У Серджо закружилась голова, когда он представил, что они оба обречены до самой смерти торчать на разных концах барной стойки. Два толстяка, как Филиппо и Сантино Арканджело, навсегда прикованные друг к другу.

На следующий день ни один не упомянул о разговоре с дедом, но Джузеппино еще больше ушел в себя, а Серджо еще сильнее сгорбился и выглядел еще более виноватым.

К Фестивалю святой Агаты Амедео описал и разложил по полочкам всю свою жизнь. Ни с кем не простившись, он отправился спать на чердачный диван, где его и обнаружили тем же вечером. Он лежал на спине, скрестив руки на груди, словно хотел избавить семью от лишних хлопот. Он выждал всего четыре месяца, чтобы последовать за Пиной.
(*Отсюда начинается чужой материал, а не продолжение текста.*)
PR #325, opened 2022-04-08
Revert to using spdlog from conan-center.

cqc-alec:


cqc-melf (approved):
maybe change the cache as well?

cqc-melf (approved):

PR #326, opened 2022-04-09
Remove dependency on spdlog.

cqc-alec:
This has the effect of removing the `pthread_cond_clockwait` dependency, and so fixing the issue with incompatibility with older versions of `glibc`.

The only loss from this is in being able to format strings passed to logging functions using format strings. There were only a few places where we were doing this. Instead, we have to construct them as strings and pass those. When all compilers have support for C++20 `std::format` we can probably use that.

(Although the new code is fully covered by tests, the branch coverage has gone down. Apparently this is because gcovr's branch coverage includes compiler-generated branches, so it isn't easy to control. There is a `--decisions` flag in gcovr 5.1 which is supposed to help with this, but it causes errors to be thrown. So I opted to remove branch coverage from the comparison and just base it on line coverage. Will raise a new issue to look into this.)


tket/tests/Utils/test_Logging.cpp
```diff
@@ -0,0 +1,42 @@
...
+  tket_log()->set_level(LogLevel::Off);
+
+  tket_log()->trace("Test trace (no output).");
+  tket_log()->debug("Test debug (no output).");
+  tket_log()->info("Test info (no output).");
+  tket_log()->warn("Test warn (no output).");
+  tket_log()->error("Test error (no output).");
+  tket_log()->critical("Test critical (no output).");
+
+  tket_log()->set_level(LogLevel::Err);
```
ss2165, line 39: is there anyway to capture the stdout stream and check correctness?

cqc-alec: Not that I could find, unfortunately: https://github.com/catchorg/Catch2/tree/devel/docs

ss2165: https://stackoverflow.com/questions/4810516/c-redirecting-stdout can we use this?

cqc-alec: It seems a lot easier to do this in pytest: I could add some tests there, along the lines of [this one](https://github.com/CQCL/tket/blob/a18e64f664a58c8d5b6d3bb8fe84b7a4ce9a9530/pytket/tests/measurement_setup_test.py#L68)?

cqc-alec: Alternatively: give the logging functions an optional argument representing an ostream, defaulting to `std::cout`; then the tests can use this. I might try that.

ss2165: yes I'm happy with either option, though the second sounds more thorough

ss2165 (approved):

PR #332, opened 2022-04-12
Bitwise operations

Roland-djee:
This PR addresses the addition of classical bitwise ops: AND, OR and XOR to the QIR generation process.

### DIFF
--- a/pytket/pytket/qir/qir.py
+++ b/pytket/pytket/qir/qir.py
@@ -66,18 +66,66 @@ QUANTINUUM_GATES = GateSet(
     name="Quantinuum",
     template=Template("__quantinuum__${optype}__${opname}__body"),
     gateset={
-        "h": CustomPyQIRGate(functions=[types.QUBIT]),
-        "x": CustomPyQIRGate(functions=[types.QUBIT]),
-        "y": CustomPyQIRGate(functions=[types.QUBIT]),
-        "z": CustomPyQIRGate(functions=[types.QUBIT]),
-        "rx": CustomPyQIRGate(functions=[types.DOUBLE, types.QUBIT]),
-        "ry": CustomPyQIRGate(functions=[types.DOUBLE, types.QUBIT]),
-        "rz": CustomPyQIRGate(functions=[types.DOUBLE, types.QUBIT]),
-        "phx": CustomPyQIRGate(functions=[types.DOUBLE, types.DOUBLE, types.QUBIT]),
-        "cnot": CustomPyQIRGate(functions=[types.QUBIT, types.QUBIT]),
-        "zzmax": CustomPyQIRGate(functions=[types.QUBIT, types.QUBIT]),
-        "zzph": CustomPyQIRGate(functions=[types.DOUBLE, types.QUBIT, types.QUBIT]),
-        "mz": CustomPyQIRGate(functions=[types.QUBIT, types.RESULT]),
+        "h": CustomPyQIRGate(
+            optype="qis",
+            functions=[types.QUBIT]
+        ),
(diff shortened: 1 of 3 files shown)


pytket/pytket/qir/qir.py
```diff
@@ -19,11 +19,16 @@
...
 from pytket import Circuit, OpType, Bit, Qubit
 from pytket.circuit import Op  # type: ignore
+from pytket.circuit.logic_exp import BitWiseOp
 
 
 CustomPyQIRGate = NamedTuple(
     "CustomPyQIRGate",
     [
+        (
+            "optype",
```
ss2165, line 29: I'd suggest calling it something other than "optype" since that term is very overloaded in tket

pytket/tests/qir_test.py
```diff
@@ -151,34 +159,16 @@ def test_qir_from_pytket_circuit_and_pyqir_gateset(
...
-#     assert call in em_ir_str
+def test_bitwise_ops_for_quantinuum_gateset(
+    circuit_bitwise_ops: Circuit, bitwise_file: str
+) -> None:
+    with open(bitwise_file, "r") as input:
+        data = input.read()
+    print(data)
+    call_and = f"call void @__quantinuum__cis__and__body(%Result* %zero, %Result* %zero1, %Result* %zero2)"
+    call_or = f"call void @__quantinuum__cis__or__body(%Result* %zero3, %Result* %zero4, %Result* %zero5)"
+    call_xor = f"call void @__quantinuum__cis__xor__body(%Result* %zero6, %Result* %zero7, %Result* %zero8)"
```
ss2165, line 170: yeah I think we're going to have to make sure we have SSA calls with set outputs

pytket/pytket/qir/qir.py
Roland-djee: Definitely. I had the same reflection. Should be a bit more creative.

pytket/tests/qir_test.py
Roland-djee: Sure. This is something I am not entirely clear with atm. Need to think through it a little.

pytket/pytket/qir/qir.py
Roland-djee: In [07951c5](https://github.com/CQCL/tket/pull/332/commits/07951c562d645be16af5be0739bac9434fa6ee36)

pytket/tests/qir_test.py
Roland-djee: I guess, one thing that I can do here is to reflect better the DAG structure. If I understand correctly, the output of an `AND` operation should be an SSA variable of the same type. Then, there must be input/output bindings to be made at the start and end of each SSA block (using SORE/READ). Concretely, that would mean there should be some return type for the function calls.

ss2165: yes, though I think you only need one STORE/READ per Bit of the Circuit at the start and end of the dag, and just use SSA variables in the middle

Roland-djee: OK, it looks like the `add_external_function` only works for functions defined to return a `types.VOID`. I've tracked the Python binding and it finally calls an `emit_void_call` [here](https://github.com/qir-alliance/pyqir/blob/dd4f5fe56c8f8dc27483f96a40d63c572c37ce72/qirlib/src/generation/qir/instructions.rs#L183). There is also an `emit_call_with_return` but it only works for calls to `Measure`. Not sure there is a direct call to that method from Python. Will investigate.

Roland-djee:
Closing now for non-disclosure purposes.

PR #337, opened 2022-04-19
Add OpType::TK2

cqc-alec:


tket/src/Gate/Gate.cpp
```diff
@@ -356,6 +359,17 @@ std::optional<double> Gate::is_identity() const {
       } else
         return notid;
     }
+    case OpType::TK2: {
+      int phase = 0;
+      for (const Expr& a : params) {
+        if (equiv_0(a + 2, 4)) {
+          phase ^= 1;
```
lmondada, line 366: You could use `bool pi_phase` instead of `int phase`.

lmondada (changes requested):
One small suggestion.

tket/src/Gate/Gate.cpp
cqc-alec: Done.

lmondada (approved):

Его похоронили рядом с Пиной, в гробу, специально изготовленном под его огромный рост.

Почти разом потеряв и отца и мать, Мария-Грация будто лишилась опоры. С «Дома на краю ночи» словно сорвали крышу, обнажив его нутро. Смерть отца нанесла ей и еще одну рану, но Мария-Грация призналась в этом только Роберту. Столько лет она трудилась в баре, прежде всего ради отца, а он ей его не оставил. Мальчикам бар был не нужен. Завещание отца грозило породить проблемы. Пина никогда бы такого не допустила. И теперь Мария-Грация снова оказалась за штурвалом корабля, потерявшего управление, вынужденная вести его от имени кого-то другого, а впереди собирался грозный шторм.
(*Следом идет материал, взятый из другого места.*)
PR #1, opened 2011-04-10
Added Ability to set $_properties via array key also.

jondavidjohn:
I'm working on a bigger feature in which I need to declare the ORM models like this

```
class Model_Article extends Orm\Model {
    protected static $_properties = array('id' => 'integer', 'title' => 'string', 'contents' => 'text' , 'publish' => 'int[1]');
}
```

I don't believe this change will disrupt any of the current functionality.

Also, not really sure why commit 3260ecf is in there...

### DIFF
--- a/classes/model.php
+++ b/classes/model.php
@@ -298,17 +298,17 @@ class Model implements \ArrayAccess, \Iterator {
 		// Return Query object
 		if (is_null($id))
 		{
-			return Query::factory(get_called_class());
+			return static::query();
 		}
 		// Return all that match $options array
 		elseif ($id == 'all')
 		{
-			return Query::factory(get_called_class(), $options)->get();
+			return static::query($options)->get();
 		}
 		// Return first or last row that matches $options array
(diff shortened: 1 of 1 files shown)


jschreuder:
This is already possible but should look like this:

```
protected static $_properties = array('id' => array('type' => 'integer'), 'title' => array('type' => 'string')); // etc
```

This is meant to work with the output of DB::list_columns(), something that wasn't quite finished for RC1 as the Observer_Typing works with "varchar(25)" instead of array('type' => 'string', 'max_length' => 25).

Commit 3260ecf is in there because you are pull-requesting develop branch to master, pull requests should always go to develop anyway and won't ever be accepted on master. The develop branch is always slightly ahead, unless we've just released.

jondavidjohn:
Great! so just grab the current master of the ORM package and those properties definitions should work?

jschreuder:
Only if you would add the Observer_Typing, but that one is going into a rewrite to get it to work with the DB::list_columns() output as I mentioned above.

PR #14, opened 2011-04-25
Chainable Model_Query::select()

crynobone:
Model::find()->select() to return Model_Query object (allow it to be chainable).


jschreuder:
Pulled.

К ее изумлению, Роберт отчасти был согласен с решением Амедео.

— Он свел их лоб в лоб. Может, это к лучшему. Нам с тобой уже изрядно за сорок. За каждым семейным делом выстраиваются в ожидании молодые наследники. И разве мог твой отец выбрать между Серджо и Джузеппино? Разве мы с тобой смогли бы?